Show HN: Rofocus – Chrome extension that plays ambient sounds to help you focus - rohanm93
https://chrome.google.com/webstore/detail/rofocus-increase-your-foc/olomkelphccokjjidpagjpihlnemlpng/
======
rohanm93
Hi HN! Been spending the last week or so hacking away at this side project.
I'm hoping it might be useful to some!

I'm really big into ambient sounds when working (e.g. listening to sounds of
cafés / rain / etc) and I find that they help me focus, since they don't
distract me as much as music. I typically use a number of sites (e.g.
brain.fm) or find a youtube playlist. Though, I thought this experience could
be improved upon + I wanted to learn how to make a Chrome extension, so I made
this.

If you have a moment to try it out, I'd love some feedback! Do you see it
being helpful?

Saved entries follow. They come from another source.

PR #418, opened 2020-02-13
Kubernetes HealthChecks Operator

CarlosLanderas:
Version 3.0.0-beta.1 of the new Kubernetes Healthchecks Operator, targetting netcoreapp3.0

- [ ] Pending documentation

Features:

- [✓] New Custom resource definition  (HealthChecks) (Might change in final version)

- [✓] Automatic UI image deployment / removal and service deployment / removal when creating or removing healthcheck crds.

- [✓] Automatic service discovery, removal and updates using a push model instead of the current UI 
      pull  model. The operator will listen to configured labels in CRD definition and this can be overriden 
      with labels configured in services.
     
- [✓] Automatic UI push endpoint exposure protected by an api key stored and created as a secret by kubernetes operator

Notes:

- The UI Collector has been updated to support updated paths and schemes and reflect the execution histories properly. This was not supported before and now it can be updated by the operator

- The push endpoint can only be enabled by setting the proper configuration and the api key secret is only known by the operator that retrieves the value from a namespaced secret


deploy/operator/crd/healthcheck-crd.yaml
```diff
@@ -0,0 +1,46 @@
...
+  scope: Namespaced
+
+  validation:
+    openAPIV3Schema:
+      properties:
+        spec:
+          properties:
+            name:
+              type: string
+            portType:
```
ggmaresca: `serviceType` is a better field name - the type is on the service, not on the port. Defaulting to `ClusterIP`, like a Service does, also seems like a better choice than making it required.

Also,

``` yaml
enum:
- ClusterIP
- LoadBalancer
- NodePort
```

is better for defining a CRD field than a pattern.

deploy/operator/crd/healthcheck-crd.yaml
```diff
@@ -0,0 +1,46 @@
...
+              type: string
+              pattern: ^(LoadBalancer|ClusterIP|NodePort)$
+            portNumber:
+              type: number
```
ggmaresca: Defaulting to `80` seems like an intelligent choice for the port number.

deploy/operator/crd/healthcheck-crd.yaml
```diff
@@ -0,0 +1,46 @@
...
+            uiPath:
+              type: string
+            servicesLabel:
+              type: string
+            servicesHealthPathLabel:
```
ggmaresca: I had made these annotation only (and also added an annotation for the port) in the discovery service.

src/HealthChecks.UI.K8s.Operator/Handlers/DeploymentHandler.cs
```diff
@@ -0,0 +1,127 @@
...
+                _logger.LogError("Error deleting deployment for hc resource: {name} - err: {error}", resource.Spec.Name, ex.Message);
+            }
+        }
+
+        public V1Deployment Build(HealthCheckResource resource)
+        {
+
+            var metadata = new V1ObjectMeta
+            {
+                Labels = new Dictionary<string, string>
```
ggmaresca: It would be better to set `V1ObjectMeta.OwnerReferences` to point to the `HealthCheckResource` instead of relying on labels to find the deployments and services.

src/HealthChecks.UI.K8s.Operator/Handlers/DeploymentHandler.cs
```diff
@@ -0,0 +1,127 @@
...
+                            ["app"] = resource.Spec.Name
+                        }
+                    },
+                    Spec = new V1PodSpec
+                    {
+                        Containers = new List<V1Container>
+                        {
+                            new V1Container
+                            {
+                                ImagePullPolicy = "Never",
```
ggmaresca: Never?

src/HealthChecks.UI.K8s.Operator/Handlers/DeploymentHandler.cs
```diff
@@ -0,0 +1,127 @@
...
+                                Name = Constants.PodName,
+                                Image = Constants.DockerImage,
```
ggmaresca: The image should be configurable on the CRD.

build/dependencies.props
```diff
@@ -72,6 +73,7 @@
     <KubernetesClient>1.5.25</KubernetesClient>
     <DogStatsDCSharpClient>3.3.0</DogStatsDCSharpClient>
     <MicrosoftAzureDevices>1.18.1</MicrosoftAzureDevices>
+    <KubernetesClient>1.6.10</KubernetesClient>
```
ggmaresca: This value is duplicated.

deploy/operator/crd/healthcheck-crd.yaml
CarlosLanderas: Agree

CarlosLanderas:
@ggmaresca , thanks for the review. Let's work to addressd it :)

src/HealthChecks.UI.K8s.Operator/Handlers/DeploymentHandler.cs
CarlosLanderas: This should be "Always", I forgot to change it when doing minikube local testing as the docker image is not published yet.

deploy/operator/crd/healthcheck-crd.yaml
CarlosLanderas: As we merged yesterday your changes, I should adapt this to match the discovery service. I'll turn this into annotations

src/HealthChecks.UI.K8s.Operator/Handlers/DeploymentHandler.cs
CarlosLanderas: Yes, definitely better idea, let me change it

src/HealthChecks.UI.K8s.Operator/Handlers/DeploymentHandler.cs
CarlosLanderas: Why the image should be configurable on the CRD? There is only one image... The docker healthchecks UI image

src/HealthChecks.UI.K8s.Operator/Handlers/DeploymentHandler.cs
CarlosLanderas: Do you mean like this, right?

```csharp
            var metadata = new V1ObjectMeta
            {
                OwnerReferences = new List<V1OwnerReference>
                {
                    new V1OwnerReference { Uid = resource.Metadata.Uid, ApiVersion = resource.ApiVersion, Kind = resource.Kind }
                },
                Labels = new Dictionary<string, string>
                {
                    ["app"] = resource.Spec.Name
                },
                Name = $"{resource.Spec.Name}-deploy",
                NamespaceProperty = resource.Metadata.NamespaceProperty
            };
```

CarlosLanderas: I do not see any parameter to filter by owner reference UID's in _client.ListNamespacedDeploymentAsync, so this means we need to get all services in namespace and filter

deploy/operator/crd/healthcheck-crd.yaml
CarlosLanderas: Yeah, it fits better. I agree

src/HealthChecks.UI.K8s.Operator/Handlers/DeploymentHandler.cs
ggmaresca: There are many reasons why someone might want a custom image. For example, the Docker images right now will run as root, and fail to run on any cluster with a PodSecurityPolicy that forbids running as root.

CarlosLanderas: A custom image created from our base one I guess. Otherwise the operator won't be able to communicate with the UI

deploy/operator/crd/healthcheck-crd.yaml
CarlosLanderas: Only name and serviceLabel is mandatory now. All the other stuff has internal defaults until 1.17 cluster versions are wide spreaded.

src/HealthChecks.UI.K8s.Operator/Handlers/DeploymentHandler.cs
CarlosLanderas: Exposed a new Image and ImagePullPolicy in the CRD

ggmaresca: A Docker image can define the user to run as without needing a security context. Running `adduser` and then using the directive `USER newusername` will work if its PodSecurityPolicy has a `MustRunAs` runAsUser rule while a `USER 1000` directive in the Dockerfile will work with both `MustRunAs` and `MustRunAsNonRoot` PodSecurityPolicy runAsUser rules.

What's it missing?

This was meant to be a small project to get a bit of a break and scratch my
itch to design/code something, but I ended up getting really into it and can
see this growing into something bigger (e.g. a productivity suite of tools) -
any ideas on where I could take this would be awesome too!

P.S. made a quick landing page that has more details too - feel free to have a
look here: [https://rofocus.com](https://rofocus.com)

Thanks!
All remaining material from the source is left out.